More prosaic data sources include the complete works of Shakespeare, available online and easily incorporated into testing plans. Another good place to look is this list of 23 mainly health-related data sets, including various open data initiatives, cancer statistics, and more. Then there’s this collection that Princeton has put together—mostly a large collection of texts such as presidential debate transcripts and literary works that are now part of the public domain.
Another popular data destination is the digitized archives of the New York Times, with 150 years’ worth of archives. There are more than 30,000 subject tags and the information can be downloaded either as RDF or HTML format. The archive was opened to programmers three years ago and has an extensive data dictionary. There is detailed documentation of its various APIs and a discussion group for those that want to learn more about how to interact with this information. In addition, there are some specialized datasets and APIs, such as the books on its various bestseller lists, and a Web console where you can assemble your queries inside your browser. (You need to obtain a search key from their developer network first.)
Three Popular Visualization Sites
There are also Websites that do more than feature lots of text or numbers for downloading. Probably one of the largest efforts involving public data sources is Data.gov, which has been in place for more than three years and is constantly updated. It covers some obvious datasets, such as crime statistics, airline on-time arrival information and the entire Code of Federal Regulations, as well as more obscure ones, such as the habitat of several endangered species and location of farmers’ markets.
Dozens of these datasets come with a built-in visualization tool for exploring the data before you download it. The visualization tools are a bit crude, but there’s a series of video tutorials to help you get started, put together by the professors and students at RPI’s Tetherless World Constellation.
The latest feature is the ability to conduct geospatial visualizations so that you can view datasets on an interactive map, overlay them with other datasets, and investigate the underlying data points. It’s great for quick tests to see whether your geographic assumptions about your chosen datasets are sufficient to proceed further with your analysis.
Google, of course, is another great place to examine public data. The search-engine giant has put together more than 75 different sources in their special search portal, including U.S. Census data, information from the World Bank, U.S. energy consumption, and others. As with Data.gov, you can also graph this information. Their visualization tools are a bit more intuitive; with some datasets, you can animate them and compare how information changes from year to year by just moving a slider control. The visualization graphs automatically scale based on what you’re plotting, and you can export the graphs as HTML links.
Finally, there is Tableau Software. It doesn’t have any data sources, but does have some splendid visualizations in their galleries here. You need to download their free player to work with the visualizations. This is a good place to get some ideas of what your end product will look like, and how others have taken datasets and turned them into useful information. You can create your own if you want to publish it for the world to see.
If you’re looking to hone your Big Data skills, you might want to consider one of the DataDives events hosted by Datakind.org. These weekend events team data problems from selected social organizations with volunteer data scientists (think Hackathon with a bit more focus and collaboration). One held last year explored “stop-and-frisk” incident data reported by the NYPD in 2010, on behalf of the New York Civil Liberties Union. Their next events are being held in New York City and London in September. You can get more information and sign up here.
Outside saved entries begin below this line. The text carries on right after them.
PR #959, opened 2023-03-12
Added instant respawn check

NonSwag:
The check I've added makes it impossible for cheaters to instantly respawn even though the **doImmediateRespawn** game rule is turned off

### DIFF
--- a/src/main/java/ac/grim/grimac/checks/impl/respawn/InstantRespawn.java
+++ b/src/main/java/ac/grim/grimac/checks/impl/respawn/InstantRespawn.java
@@ -9,7 +9,6 @@ import com.github.retrooper.packetevents.event.PacketReceiveEvent;
 import com.github.retrooper.packetevents.event.PacketSendEvent;
 import com.github.retrooper.packetevents.protocol.packettype.PacketType;
 import org.bukkit.Bukkit;
-import org.bukkit.GameRule;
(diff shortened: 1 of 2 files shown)


MachineBreaker:
Also, does this check runs on older versions? if not, i think you can just skip the gamerule check for older versions if you do an ServerVersion check

MWHunter:
What if the server sends two respawns rapidly?  So the player clicks respawn on the first before getting the second death

NonSwag:
That would never happen in unmodified gameplay.
Even when the packet gets manually send twice at once the client respawn cooldown will get reset and so the players server cooldown

NonSwag:
I don't know if it works on older versions, the cheat is made for servers that support this game rule.

MachineBreaker:
> I don't know if it works on older versions, the cheat is made for servers that support this game rule.

Older versions doesn't have this Game Rule, you could skip it since it would be false in that case and to prevent exceptions due to api changes.

Or if you want, check the server version firstly before any verification

MWHunter:
>  Even when the packet gets manually send twice at once the client respawn cooldown will get reset and so the players server cooldown

Latency exists, you aren't accounting for this latency.

caoli5288:
I believe that latency, lagging(from client or server), and others can lead to false. This is not a stable detection.

PR #960, opened 2023-03-13
Fix LegacyFlexibleStorage set method

ruViolence:
Okay, that's not really a good fix. But since the issues are closed, I will report it this way.

In the `LegacyFlexibleStorage` class that comes from the library `com.github.retrooper.packetevents:spigot` has a bug with the `set` method, which causes the blocks are installed incorrectly in some positions.

On lines 66 and 67 this bug has been fixed using Forge MDK 1.12.2:
pic

Video of the bug: [link](https://youtu.be/8O0hgPEuwr8)

### DIFF
--- a/src/main/java/com/github/retrooper/packetevents/protocol/world/chunk/storage/LegacyFlexibleStorage.java
+++ b/src/main/java/com/github/retrooper/packetevents/protocol/world/chunk/storage/LegacyFlexibleStorage.java
@@ -1,0 +1,87 @@
+//
+// Source code recreated from a .class file by IntelliJ IDEA
+// (powered by FernFlower decompiler)
+//
+package com.github.retrooper.packetevents.protocol.world.chunk.storage;
+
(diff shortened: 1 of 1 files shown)


MachineBreaker:
You could PR this to PacketEvents itself

ruViolence:
I couldn't find this class in that repository. Anyway, I think DefineOutside will figure out what to do with this stuff

MachineBreaker:
> I couldn't find this class in that repository. Anyway, I think DefineOutside will figure out what to do with this stuff

It's on 2.0 branch and yeah, we should wait Define
https://github.com/retrooper/packetevents/blob/2.0/api/src/main/java/com/github/retrooper/packetevents/protocol/world/chunk/storage/LegacyFlexibleStorage.java

MWHunter:
https://github.com/retrooper/packetevents/commit/607b8dde567d352263149c0e3e543ab6d9f7ca10

PR #976, opened 2023-03-15
Fix several entities BB size

MachineBreaker:
In 1.8 versions:
- Moshroom height is 1.3F
- Donkey & Mule width is 1.4F


MWHunter:
Can you have a minimal diff instead of a bunch of formatting changes?

MachineBreaker:
> Can you have a minimal diff instead of a bunch of formatting changes?

was the IDE, my bad

MachineBreaker:
Done

Issue #927, opened 2023-01-14
False with stopping boats


AyazJenkins:
### Describe the false positive and how to replicate it

Step 1- Enter a chest boat(or a regular boat, haven't tested)
Step 2- Go forward normally, pressing W and sprinting
Step 3- Press the S key to stop
Step 4- Watch the false flags
Also happens on land:  https://paste.grim.ac/DkOsS
https://paste.grim.ac/vALRV
https://paste.grim.ac/2jHSe

### Grim version

Latest commit

### Server version

![resim](https://user-images.githubusercontent.com/67198542/212469716-5084b9b4-34a7-4ac4-ba64-0fb97b3aa912.png)

### Plugins

![resim](https://user-images.githubusercontent.com/67198542/212469722-d378e06e-e76d-42b4-aa5a-515db829b7dd.png)

PR #985, opened 2023-03-16
Fix #981

### LINKED ISSUE #981: Pressing W and S simultaneously in boat on ice falses Simulation

1. Join via 1.19.3 client.
2. Place a boat onto ice.
3. Ride it.
4. Press W and S at the same time.
5. Simulation falses and you get kicked out of the boat.

https://paste.grim.ac/tWJoj

### Grim version

050eb72

### Server version

This server is running Paper version git-Paper-448 (MC: 1.19.3) (Implementing API version 1.19.3-R0.1-SNAPSHOT) (Git: 155aa36)
You are running the latest version

### Plugins

ViaVersion, ViaBackwards, GrimAC

(Via is not active here, client and server versions match)

#### Edit
Works **in water**, not on ice only.

UserNugget:
Boats can move forward and backward at same time, but packet can only show one state

### DIFF
--- a/src/main/java/ac/grim/grimac/predictionengine/predictions/rideable/BoatPredictionEngine.java
+++ b/src/main/java/ac/grim/grimac/predictionengine/predictions/rideable/BoatPredictionEngine.java
@@ -262,7 +262,7 @@ public class BoatPredictionEngine extends PredictionEngine {
 
     private void controlBoat(GrimPlayer player, Vector vector, boolean intermediate) {
         float f = 0.0F;
-        if (player.vehicleData.vehicleHorizontal != 0 && player.vehicleData.vehicleForward == 0) {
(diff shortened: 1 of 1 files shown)


MWHunter:
Will double check against source code - this doesn't seem like something that would need brute force

UserNugget:
According to source code 1.9+ clients allowing forward+backward combination, but at same time send 0 as forward movement if both forward and backward buttons being pressed.

I dont think this can be done without bruteforce.

MachineBreaker:
> Will double check against source code - this doesn't seem like something that would need brute force

Any result?

UserNugget:
Fixed a conflict and documented properly
Should look much better now

Hwaanx:
any updates?

SamB440:
I can confirm this and the fix is correct, this should be merged.

Probably fixes #927 as well?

And if you want more experience and perhaps use your data skills for a good cause, then take a look at what Code For America is doing. They have numerous projects involving public data access, including their Open311 dashboard. Many municipal governments have put together 311 systems, with a variety of public services available by calling that special number. This project creates an open API to allow Web applications to seamlessly interact with 311 systems across the nation. According to their website, the “Open311 Dashboard aims to take the deluge of 311 data and translate it into a clean and interactive dashboard. It helps track response times, identify service request trends, and give city officials data about the efficiency of various city services.”